# My Car Broken into and T-28 Stolen



## 4Play (Oct 16, 2002)

I went to start my car up this morning to find that it was broken into. Some one stole my T28 turbo and manifold, my Kenwood touch screen panel with all the units and tons of other little miner stuff.  Look on the brite side i still have the car.


----------



## boost_boy (May 25, 2002)

> Some one stole my T28 turbo and manifold


 Off your engine or did you have the parts in the trunk or something?


----------



## 4Play (Oct 16, 2002)

*Off your engine or did you have the parts in the trunk or something?*

I have a T25 on my car. In the Trunk I have a NEW T28 and manifold. My slotted and drill rotors, battery relocation kit, Stock blow off valve, Oil lines, water T's, boost gage and other little stuff all gone. They took my radio ...that thing was expensive. I had a feeling some thing like this was going to happened. Too many haters. They cut the unit for the TV harness without that the unit will not work. I know all the SE-R guys around the area. I just wait untill my T28 to show up. The Kenwood unit is rare. If the guy is planning to use that unit my god. Good luck. Sad day man


----------



## boost_boy (May 25, 2002)

Definitely some fool that knows you and your car! I guess they don't value their lives, do they. I had a fool try and steal my LNB off my satelite dish. He kicked the dish off the wall while I watching TV and the thing sai "searching for satelite signal". I realized I had heard a thump when this had happened, but I figure that maybe it was one of my neighbors upstairs or something. I peak outside and my dish was down (broken). I grabbed my AR-15, jumped inside my hyundai which was parked directly in front of my door and waited hoping that whoever did this would come back. 45 minutes later, some punk azz jit strolled up looking around eye-balling the area and bent down to cut the coaxial cable and scarf my LNB. Mind you, it was 0230 hours and this fool should've been home, but he was about to get smoked over a peice pf plastic that wasn't his.

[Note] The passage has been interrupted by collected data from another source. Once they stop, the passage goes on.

PR #646, opened 2016-09-28
Remove extra fields from get_transaction

vrde:
Using the `/api/v1/transactions/<txid>` Web API @TimDaub noticed that `assignee` and `assignment_timestamp` are returned for some calls.

After further investigation I noticed this behavior happens only when the transaction is in the `backlog` table. This PR is to fix this misbehavior.

### DIFF
--- a/bigchaindb/core.py
+++ b/bigchaindb/core.py
@@ -237,7 +237,10 @@ class Bigchain(object):
 
         else:
             # Otherwise, check the backlog
-            response = self.connection.run(r.table('backlog').get(txid))
+            response = self.connection.run(r.table('backlog')
+                                           .get(txid)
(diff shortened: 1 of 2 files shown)


bigchaindb/core.py
```diff
@@ -237,7 +237,10 @@ def get_transaction(self, txid, include_status=False):
 
         else:
             # Otherwise, check the backlog
-            response = self.connection.run(r.table('backlog').get(txid))
+            response = self.connection.run(r.table('backlog')
+                                           .get(txid)
+                                           .without('assignee', 'assignment_timestamp')
```
rhsimplex: https://www.youtube.com/watch?v=HPhDcP9y76Y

Luckily for him, my cop neighbor came home and saw me had this guy at gun-point so I actually took $80 bucks from his wallet, had my girl cut up his drivers license, social security card and other crap that was in there. He never uttered a word because I had already explained to him that I was going to inconvenience his family like he inconcenienced my satelite and though I wasn't going to shoot, just to give him an idea that he could die over B.S. scared him straight because I never saw again. I'm sorry you got played like that man, but unfortunately this world is full of broke @ss haters who tries to get over off taking something from someone they envy.


----------



## morepower2 (Apr 19, 2002)

4Play said:


> *I went to start my car up this morning to find that it was broken into. Some one stole my T28 turbo and manifold, my Kenwood touch screen panel with all the units and tons of other little miner stuff.  Look on the brite side i still have the car. *


That sucks, do you park outside on the street?

Mike


----------



## nismoprincess (Sep 27, 2002)

that sucks! I feel for you, someone came in my yard and took my box and amps  
I kind of had a good idea of who it was but no proof! the other day I saw their car smashed up someone hit it while it was parked "hit and run" major damage!!
so I guess it's true what goes around comes around!


----------



## Zexel (May 15, 2002)

any of you guys have alarms? I saw some guy looking in my car one time but he didn't take anything, just looking through the window to see what I had. Since then, got a damn alarm and no one has touched my car...it's VERY sensitive which is a damn good thing. It's a great way to spend a couple bills believe me.


----------



## 4Play (Oct 16, 2002)

Hey guys check out my car at www.Importfan.com. The red SE-R with the black hood. Under body kits. 
I pull the plates off because of winter and plan to put plates back on in April 2003. I also wanted to change my Plate name from "CODERED1" To "TYPERETR" J The car was parked and covered down in a commercial lot where truck and hi lows parked. The only safety device on the car was the Multilock. 
Someday my Tv and Turbo will show up.


----------



## Pretty White (May 6, 2002)

Vic, this is Ian. That sounds like an inside job. Someone knew you had that stuff. Better check who you think are your friends. Thats why you don't see me down at the races. The less they see my cdar the better!


----------



## Middy (Apr 30, 2002)

I learned it's smart to keep as few valuables in the car as possible when my ex's car was broken into. They took his stereo, radar detector, cell phone, charger, dash mat, snowboard, laptop, tire chains.... 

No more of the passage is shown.